Brier Score

Last updated 2020-06-03 Read time 3 min

Summary

Understand the fundamentals of this metric, what it evaluates, and how to interpret the results.
Compute and visualise the metric with Python 3.13 code examples, covering key steps and practical checkpoints.
Combine charts and complementary metrics for effective model comparison and threshold tuning.

1. Definition #

For binary classification the Brier Score is \mathrm{Brier} = \frac{1}{n} \sum_{i=1}^{n} (p_i - y_i)^2, where \(p_i\) is the predicted probability of the positive class and \(y_i\) is the actual label (0 or 1). For multiclass tasks we compute the squared error per class and average them.
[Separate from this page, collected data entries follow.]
PR #49, opened 2018-03-14
Add symbol for element status

### LINKED ISSUE #20: More reliable detection of Roact elements
There should be a more reliable way to check if a table was returned from `createElement` than checking the `isElement` key of the resultant table. This is largely futureproofing - I want to guarantee a way to find out whether these tables actually came from `createElement`, with no false-positives (some other API sets `isElement` to true for its own reasons, for example) or possibility of breakage (I don't think Roact provides any guarantees about the structure of `createElement`'s return value).

This is probably best accomplished via a symbol - instead of checking `isElement`, I could check `[Roact.Element]` or something similar; `createElement` would set both `[Roact.Element]` and `isElement` (for backwards compatibility, if nothing else) in the table it returns.

AmaranthineCodices:
Super simple PR that fixes #20. Adds a symbol, `Roact.Element`, that is present in every table returned from `Roact.createElement`.


LPGhatguy:
Does anything check `isElement`? You might remove that flag in the same PR and update anything that used it.

AmaranthineCodices:
It's never used in Roact; I've removed it. Should be good to go!

LPGhatguy:
One more note, should we expose this symbol?

If we want to start exposing these type markers, should we have them of the form

```lua
element = {
    [Core.isElement] = true,
}
```

or of the form

```lua
element = {
    type = Core.Element,
}
```

AmaranthineCodices:
It really should be exposed - that's the point of #20. I think it's probably best to store it with the symbol as the key just to avoid colliding with anything, but really it could go either way.

LPGhatguy:
I think we get better error messages if we key with `type` consistently, since then you can tell the user what kind of thing they mistakenly passed in. It does potentially collide with other systems a bit, but I think that's okay.

AmaranthineCodices:
We can't use `type` - there's already a naming collision in the Roact codebase >.<

https://github.com/Roblox/roact/blob/340e0134b36ec9f97ddea87f2d4e2186b1eec896/lib/Core.lua#L115-L119

LPGhatguy:
Hah!

I want to change that field to be `component` anyways. `createElement` is probably the oldest function in the Roact codebase.

AmaranthineCodices:
Should I change it to that then? :p

LPGhatguy:
Yeah!

AmaranthineCodices:
Should be good to go now, though this will cause merging problems with #50.

LPGhatguy:
Conflicts are now a go! 😅

lib/Reconciler.lua
```diff
@@ -37,7 +37,7 @@ local function isPortal(element)
 		return false
 	end
 
-	return element.type == Core.Portal
+	return element.component == Core.Portal
```
LPGhatguy: Eurgh, I can't wait to rewrite the reconciler + tests so that we have better coverage for refactors like this...

PR #50, opened 2018-03-16
Remove is*Element functions

### LINKED ISSUE #45: Deprecate (and remove?) is*Element methods
I don't think methods have a place in Roact.

I don't remember why they're exposed, but they were originally just utility methods for the reconciler.

AmaranthineCodices:
Fixes #45. Moves the various element-type determining functions into `Reconciler` and removes them from the public API.

### DIFF
--- a/lib/Reconciler.lua
+++ b/lib/Reconciler.lua
@@ -45,13 +45,46 @@ local Reconciler = {}
 Reconciler._singleEventManager = SingleEventManager.new()
 
 --[[
+	Is this element backed by a Roblox instance directly?
+]]
+local function isPrimitiveElement(element)
+	if type(element) ~= "table" then
+		return false
+	end
+
+	return type(element.type) == "string"
+end
+
+--[[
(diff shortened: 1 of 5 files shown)


AmaranthineCodices:
Coverage regression is minor - it's the untested bits (`DEBUG_ENABLE`, mostly) in `Core` that are surfacing since they aren't being diluted by the test cases for the functions.

LPGhatguy:
Those bits are going away anyways, so that's okay.

lib/Reconciler.lua
```diff
@@ -44,14 +44,47 @@ local Reconciler = {}
...
+--[[
+	Is this element defined by a component class?
+]]
+local function isStatefulElement(element)
+	if type(element) ~= "table" then
+		return false
+	end
+
+	return type(element.type) == "table"
+end
```
LPGhatguy: Ah, can we stick these up next to the `isPortal` function? It used to live in `Core` as well, but no longer does.

PR #31191, opened 2025-09-12
add support for NetworkManager

cmazakas:
Resolves https://github.com/brave/brave-browser/issues/49223

Unit tests for the PolkadotSubstrateRpc layer are coming up in a follow-up PR to this.

### DIFF
--- a/components/brave_wallet/browser/network_manager.cc
+++ b/components/brave_wallet/browser/network_manager.cc
@@ -751,7 +751,7 @@ const mojom::NetworkInfo* GetPolkadotTestnet() {
        {},
        0,
        {PolkadotTestnetRpcUrl()},
-       "DOT",
+       "WND",
        "Polkadot",
        12,
        coin,


components/brave_wallet/common/test_utils.h
```diff
@@ -71,6 +72,7 @@ inline constexpr mojom::KeyringId kAllKeyrings[] = {
     mojom::KeyringId::kZCashTestnet,
     mojom::KeyringId::kCardanoMainnet,
     mojom::KeyringId::kCardanoTestnet,
+    // TODO(cmazakas): Polkadot Keyring Testing
```
supermassive: Let's have an issue for polkadot keyrings and mention it TODO comments.

components/brave_wallet/common/common_utils_unittest.cc
```diff
@@ -653,7 +686,8 @@ TEST(CommonUtils, MakeAccountId) {
   EXPECT_DCHECK_DEATH(MakeAccountId(mojom::CoinType::ADA,
                                     mojom::KeyringId::kCardanoMainnet,
                                     mojom::AccountKind::kDerived, "0xabc"));
-  static_assert(AllCoinsTested<6>());
+  // TODO(cmazakas): Polkadot Keyring Testing
```
supermassive: issue link

components/brave_wallet/common/common_utils.h
```diff
@@ -72,6 +72,9 @@ std::string GetNetworkForCardanoKeyring(const mojom::KeyringId& keyring_id);
 std::string GetNetworkForCardanoAccount(const mojom::AccountIdPtr& account_id);
 
 bool IsPolkadotKeyring(mojom::KeyringId keyring_id);
+bool IsPolkadotNetwork(std::string_view network_id);
+std::string GetNetworkForPolkadotKeyring(const mojom::KeyringId& keyring_id);
+std::string GetNetworkForPolkadotAccount(const mojom::AccountIdPtr& account_id);
```
supermassive, line 77: `GetNetworkForPolkadotKeyring`
`GetNetworkForPolkadotAccount`
need unit tests

components/brave_wallet/browser/network_manager.cc
```diff
@@ -699,6 +721,44 @@ const mojom::NetworkInfo* GetCardanoTestnet() {
...
+       0,
+       {PolkadotTestnetRpcUrl()},
+       "DOT",
+       "Polkadot",
+       10,
+       coin,
+       GetSupportedKeyringsForNetwork(coin, chain_id)});
+  return network_info.get();
+}
+
```
supermassive, line 761: Can we stick to some test network from list in https://docs.polkadot.com/develop/networks/ ?
I think `Kusama` should be our choice at seems to be the closest one to mainnet. If yes please add scan url, and token info(decimals, symbol, etc)

components/brave_wallet/browser/network_manager.cc
```diff
@@ -67,25 +67,27 @@ constexpr auto kEip1559ForKnownChains =
...
+         // Bitcoin chains.
+         {mojom::kBitcoinMainnet, "bitcoin-mainnet"},
+
+         // Cardano chains.
+         {mojom::kCardanoMainnet, "cardano-mainnet"},
+         {mojom::kCardanoTestnet, "cardano-preprod"},
+
+         // Polkadot chains.
+         {mojom::kPolkadotMainnet, "polkadot-mainnet"},
+         {mojom::kPolkadotTestnet, "polkadot-testnet"}},
```
supermassive: If we pick Kusama as testnet please change it to `polkadot-kusama`. This would be part of alias in our proxy which should have a name similar to the entity being proxied.

components/brave_wallet/common/test_utils.h
cmazakas: You know, I tried making one but I don't know how to get these things to link up and recognize each other. See: https://github.com/brave/brave-browser/issues/49224 and https://github.com/brave/brave-browser/issues/49225

components/brave_wallet/common/common_utils_unittest.cc
cmazakas: same response here: https://github.com/brave/brave-core/pull/31191#discussion_r2352904170

components/brave_wallet/browser/network_manager.cc
cmazakas: I was thinking we'd be using Westend because the coins have no economic value so they're a true testnet we can just spam all day. I think Kusama is more for people doing parachain dev but I'm not sure.

@cypt4 what do you think here?

Technically, I've been pointing my local development binary to the testnet using the switches like this: `--polkadot-testnet-rpc-url=https://westend-rpc.polkadot.io`

components/brave_wallet/browser/network_manager.cc
cmazakas: Ah, interesting.

I chose the names I did because it looked like every other coin type we supported had names like that, and didn't include the name of the testnet itself in it. It just said "Bitcoin Testnet" and "ZCash Testnet" and stuff like that, so I assumed we would be doing the same thing here for Polkadot.

components/brave_wallet/common/common_utils.h
cmazakas: This is done!

components/brave_wallet/common/common_utils.cc
```diff
@@ -447,6 +485,11 @@ std::vector<mojom::KeyringId> GetSupportedKeyringsForNetwork(
       } else {
         return {mojom::KeyringId::kCardanoTestnet};
       }
+    case mojom::CoinType::DOT:
+      if (chain_id == mojom::kPolkadotMainnet) {
+        return {mojom::KeyringId::kPolkadotMainnet};
+      }
+      return {mojom::KeyringId::kPolkadotTestnet};
```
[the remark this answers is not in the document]
cmazakas: This should be address now. I didn't realize the flow analysis was so sensitive, and I've added the missing `else` clause.

components/brave_wallet/common/common_utils_unittest.cc
supermassive: should be `TODO(https://github.com/brave/brave-browser/issues/49225): Polkadot Keyring Testing`

supermassive: So presubmit checker would be happy

components/brave_wallet/browser/network_manager.cc
supermassive: There is `cardano-preprod` proxy alias for kCardanoTestnet. And all other proxy aliases above relate to some real network.
Something like this should be eventually picked for Polkadot.

components/brave_wallet/common/common_utils_unittest.cc
cmazakas: Oh, interesting.
I got confused because there's other issues like with the Cardano P3A one that seems to pass fine.
Alright, well, I've confirmed my fix passes locally. Thanks for the help!

components/brave_wallet/browser/network_manager.cc
cmazakas: I see. Alright, we need to settle on a real testnet for Polkadot as a team then, I'd say.
I vote Westend because it's a true fake testnet whereas Kusama just has cheaper coins, but they still have economic value.
Should I go ahead and make an issue for this and we can consider the issue in this PR resolved? Or should we try and just address it now as a team?

supermassive: I'm OK with either Westend or Kusama. Let's just pick one and use its name here and in its props in `GetPolkadotTestnet()`

nuo-xu (approved):
iOS++

components/brave_wallet/browser/network_manager.cc
cmazakas: Alright, I'm gonna stick with Westend for now because I've already hard-coded some stuff related to it in other places, like the PolkadotKeyring and how we derive keypairs.

components/brave_wallet/common/test_utils.h
cmazakas: This has been fixed!

components/brave_wallet/common/common_utils_unittest.cc
cmazakas: This is fixed!

components/brave_wallet/browser/network_manager.cc
cmazakas: I've chosen westend as previously discussed in other comments; this should be addressed!

components/brave_wallet/browser/network_manager.cc
cmazakas: This should be fixed!

components/brave_wallet/browser/network_manager.cc
```diff
@@ -699,6 +721,44 @@ const mojom::NetworkInfo* GetCardanoTestnet() {
...
+  const auto* chain_id = mojom::kPolkadotTestnet;
+
+  static base::NoDestructor<mojom::NetworkInfo> network_info(
+      {chain_id,
+       "Polkadot Westend",
+       {"https://westend.subscan.io/"},
+       {},
+       0,
+       {PolkadotTestnetRpcUrl()},
+       "DOT",
```
supermassive: https://docs.polkadot.com/develop/networks/#test-networks
~"DOT"~
"WND"

supermassive (approved):

components/brave_wallet/common/common_utils.cc
```diff
@@ -447,6 +485,10 @@ std::vector<mojom::KeyringId> GetSupportedKeyringsForNetwork(
       } else {
         return {mojom::KeyringId::kCardanoTestnet};
       }
+    case mojom::CoinType::DOT:
+      return {(chain_id == mojom::kPolkadotMainnet
+                   ? mojom::KeyringId::kPolkadotMainnet
+                   : mojom::KeyringId::kPolkadotTestnet)};
```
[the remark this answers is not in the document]
kdenhartog: this looks like it should be addressed

components/brave_wallet/common/common_utils.cc
```diff
@@ -289,6 +289,32 @@ bool IsPolkadotKeyring(mojom::KeyringId keyring_id) {
...
+}
+
+std::string GetNetworkForPolkadotKeyring(const mojom::KeyringId& keyring_id) {
+  if (keyring_id == mojom::KeyringId::kPolkadotMainnet) {
+    return mojom::kPolkadotMainnet;
+  }
+  if (keyring_id == mojom::KeyringId::kPolkadotTestnet) {
+    return mojom::kPolkadotTestnet;
+  }
+  NOTREACHED();
```
kdenhartog, line 309: nit: Is NOTREACHED fatal and best practice for cases like this? I was thinking the option return type with return null and bubbling up would make more sense for a function like this

cmazakas: Good question, actually.

I wrote this function the way I did to keep consistency with how this is implemented in other places, e.g. `GetNetworkForCardanoKeyring` and `GetNetworkForBitcoinKeyring`.

My impression was that it was written this way to check developer bugs, which are unexpected and show that we 112% need to refactor our code to be correct.

Maybe @cypt4 or @supermassive can chime in here.

In my own personal opinions, optionals are better in the cases where we'd either want to handle the error further up or we actually expect a failure/error. In this case, we certainly don't expect an error/failure as we should just be calling this function ourselves with the correct input. As for where to best handle the error, that's a different matter. Personally, I don't mind just killing the process and blowing up our debug logs.

components/brave_wallet/browser/network_manager.cc
cmazakas: This is done! Thanks for the keen eye.

components/brave_wallet/common/common_utils.cc
supermassive: GetNetworkForPolkadotKeyring
GetNetworkForBitcoinKeyring
GetNetworkForCardanoKeyring
etc
are to be called from a corresponding coin area. That's OK to fail fast(in tests or nightly) when this gets violated. Returning nullopt would just hide potential bug

cmazakas: Alright, I'm gonna mark this convo as resolved so I can merge the PR.

If we want to change this code, I think we should do it via a CodeHealth issue.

2. Implementation and visualisation in Python 3.13 #

1
2
python --version        # e.g. Python 3.13.0
pip install scikit-learn matplotlib

The snippet below trains logistic regression on the breast-cancer dataset, prints the Brier Score, and plots a reliability diagram. The figure is saved to static/images/eval/classification/brier-score/reliability_curve.png, ready to be regenerated by generate_eval_assets.py.

 1
 2
 3
 4
 5
 6
 7
 8
 9
10
11
12
13
14
15
16
17
18
19
20
21
22
23
24
25
26
27
28
29
import matplotlib.pyplot as plt
from pathlib import Path
from sklearn.calibration import CalibrationDisplay
from sklearn.datasets import load_breast_cancer
from sklearn.linear_model import LogisticRegression
from sklearn.metrics import brier_score_loss
from sklearn.model_selection import train_test_split
from sklearn.pipeline import make_pipeline
from sklearn.preprocessing import StandardScaler
X, y = load_breast_cancer(return_X_y=True)
X_train, X_test, y_train, y_test = train_test_split(
    X, y, test_size=0.3, stratify=y, random_state=42
)
pipeline = make_pipeline(
    StandardScaler(),
    LogisticRegression(max_iter=2000, solver="lbfgs"),
)
pipeline.fit(X_train, y_train)
proba = pipeline.predict_proba(X_test)[:, 1]
score = brier_score_loss(y_test, proba)
print(f"Brier Score: {score:.3f}")
fig, ax = plt.subplots(figsize=(5, 5))
CalibrationDisplay.from_predictions(y_test, proba, n_bins=10, ax=ax)
ax.set_title("Reliability Diagram (Breast Cancer Dataset)")
fig.tight_layout()
output_dir = Path("static/images/eval/classification/brier-score")
output_dir.mkdir(parents=True, exist_ok=True)
fig.savefig(output_dir / "reliability_curve.png", dpi=150)
plt.close(fig)

3. Interpreting the score #

Perfectly calibrated probabilities yield 0.
Always predicting 0.5 on balanced data results in 0.25.
The smaller the score, the better—the model is punished more heavily when its probabilities are far from the observed outcomes.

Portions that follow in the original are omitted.